Find the lines below holding the word "integration" and copy each of them.

[Exercise input]

-- Opening Marker --

PR #522, opened 2020-07-10
Preserve proxied error status/data in curator case API.

axmb:
Ran into this while implementing bulk upload errors.

Previously, the curator service would completely swallow the nature of the error. E.g., for validation issues it'd return something along the lines of:

```
{
  code: 500
  message: 'Request failed with code 422.'
}
```

Which has the downside of (1) removing helpful information as to the nature of the error (say, a specific validation issue), and (2) casts all errors (except geocoding 422s) to 500. What I've added isn't totally perfect, and assumes (probably safely) that we're satisfied with just catching errors made using axios and which received a response from the case server. But, that seems fair enough for now.


axmb:

Issue #475, opened 2020-07-09
Batched UX Behaviour Bugs


shroothless:
**Describe the bug**
Multiple UX Behaviour Bugs

**To Reproduce**
Noted in deck

**Expected behavior**
https://docs.google.com/presentation/d/1Fg-UYsIB8oq03-VIHR0CP8G6ym02HxjCpyDcroheFzc/edit?usp=sharing

**Screenshots**
Noted in deck

**Environment (please complete the following information):**
 - OS: OS Mojave
 - Browser Chrome

allysonjp715:
Thanks for filing Shru! I'll post updates in the deck as things are fixed.

allysonjp715:
The only bug left in the deck is adding the tooltips to the sections which is blocked on copy. @shroothless who created the copy for the fields? Could they also add some for the sections? Thanks!

allysonjp715:
I see what I asked for is covered in #562. I'll close this bug out and track there. Feel free to reopen or create another bug for more UX issues.

PR #523, opened 2020-07-10
Have CaseForm show up as a modal

allysonjp715:
Also adds the create new menu.

Screenshots because the gif file size is too big :( 

Screen Shot 2020-07-10 at 5 06 38 PM
Screen Shot 2020-07-10 at 5 06 28 PM

### DIFF
--- a/verification/curator-service/ui/cypress/integration/components/EditCase.spec.ts
+++ b/verification/curator-service/ui/cypress/integration/components/EditCase.spec.ts
@@ -9,11 +9,6 @@ describe('Edit case', function () {
         cy.clearSeededLocations();
     });
 
-    it('Errors when case does not exist', function () {
-        cy.visit('/cases/edit/foo');
-        cy.contains('Request failed');
-    });
-
     // Full case edit is covered in the curator tests.
     it('can edit a case', function () {
         cy.addCase({
@@ -26,6 +21,8 @@ describe('Edit case', function () {
         cy.request({ method: 'GET', url: '/api/cases' }).then((resp) => {
             expect(resp.body.cases).to.have.lengthOf(1);
             cy.visit(`/cases/edit/${resp.body.cases[0]._id}`);
+            cy.visit('cases');
+            cy.get('button[title="Edit this case"]').click();
             // Check that we have something from the original case.
             cy.contains('France');
             cy.contains('Andorrean');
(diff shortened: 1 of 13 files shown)


allysonjp715:

allysonjp715:
Addresses some of #475

verification/curator-service/ui/cypress/integration/components/EditCase.spec.ts
```diff
@@ -9,11 +9,6 @@ describe('Edit case', function () {
         cy.clearSeededLocations();
     });
 
-    it('Errors when case does not exist', function () {
```
axmb, line 12: What's the new behavior, here?

verification/curator-service/ui/src/components/App.tsx
```diff
@@ -216,7 +241,53 @@ class App extends React.Component<Props, State> {
                         }}
                     >
                         <div className={classes.drawerHeader}></div>
-                        <Divider />
+                        {this.hasAnyRole(['curator']) && (
```
axmb, line 244: Should this be a separate component?

verification/curator-service/ui/src/components/CaseForm.tsx
```diff
@@ -458,338 +483,459 @@ class CaseForm extends React.Component<Props, CaseFormState> {
...
-                                {isSubmitting && <LinearProgress />}
-                                <br />
-                                <Button
-                                    variant="contained"
-                                    color="primary"
-                                    data-testid="submit"
-                                    disabled={isSubmitting}
-                                    onClick={submitForm}
+            <>
+                <Modal open={true}>
```
axmb, line 494: The bulk case form is also mocked as a modal.

Is there any way we can share the modal logic as a discrete component that contains the contents of either form? Or partially share it?

verification/curator-service/ui/cypress/integration/components/EditCase.spec.ts
allysonjp715: There's no more URL for edit case so we can no longer trigger the edit case with an invalid ID.

verification/curator-service/ui/src/components/CaseForm.tsx
allysonjp715: Definitely worth considering. I kept the bulk case change out of this PR since it was already pretty big. Let's keep this in mind when we change the bulk case to a modal.

verification/curator-service/ui/src/components/App.tsx
allysonjp715: Perhaps we can pull it out if we use another menu button somewhere else in the UI in the future

PR #524, opened 2020-07-10
Create a class to store bulk case validation errors.

axmb:


axmb:

verification/curator-service/ui/src/components/bulk-case-form-fields/CaseValidationError.test.ts
```diff
@@ -0,0 +1,29 @@
+import CaseValidationError from './CaseValidationError';
```
allysonjp715, line 1: Perhaps we should also have an integration test so that if the real error messages change we know that we need to change our parsing logic. Though I'm not sure we can trigger backend error messages right now with the UI validation we have in place...

verification/curator-service/ui/src/components/bulk-case-form-fields/CaseValidationError.ts
```diff
@@ -0,0 +1,33 @@
...
+                    message: parts.slice(1).join().trim(),
+                };
+            })
+            .sort((a, b) => {
+                return a.field > b.field ? 1 : -1;
+            });
+        this.formattedIssues = sortedErrorsByField
+            .filter(
+                (a, index) =>
+                    !sortedErrorsByField
```
allysonjp715, line 27: I'm not quite following what this filtering is doing, could you add a comment?

verification/curator-service/ui/src/components/bulk-case-form-fields/CaseValidationError.test.ts
axmb: Great suggestion. I can add this to the Cypress test edited in a subsequent PR, or, we should be able to check this in the case API supertest tests.

verification/curator-service/ui/src/components/bulk-case-form-fields/CaseValidationError.ts
axmb: Yep, done. Added a top-level comment detailing the creation logic.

-- Closing Marker --

[Answer to this task]
--- a/verification/curator-service/ui/cypress/integration/components/EditCase.spec.ts
+++ b/verification/curator-service/ui/cypress/integration/components/EditCase.spec.ts
verification/curator-service/ui/cypress/integration/components/EditCase.spec.ts
verification/curator-service/ui/cypress/integration/components/EditCase.spec.ts
allysonjp715, line 1: Perhaps we should also have an integration test so that if the real error messages change we know that we need to change our parsing logic. Though I'm not sure we can trigger backend error messages right now with the UI validation we have in place...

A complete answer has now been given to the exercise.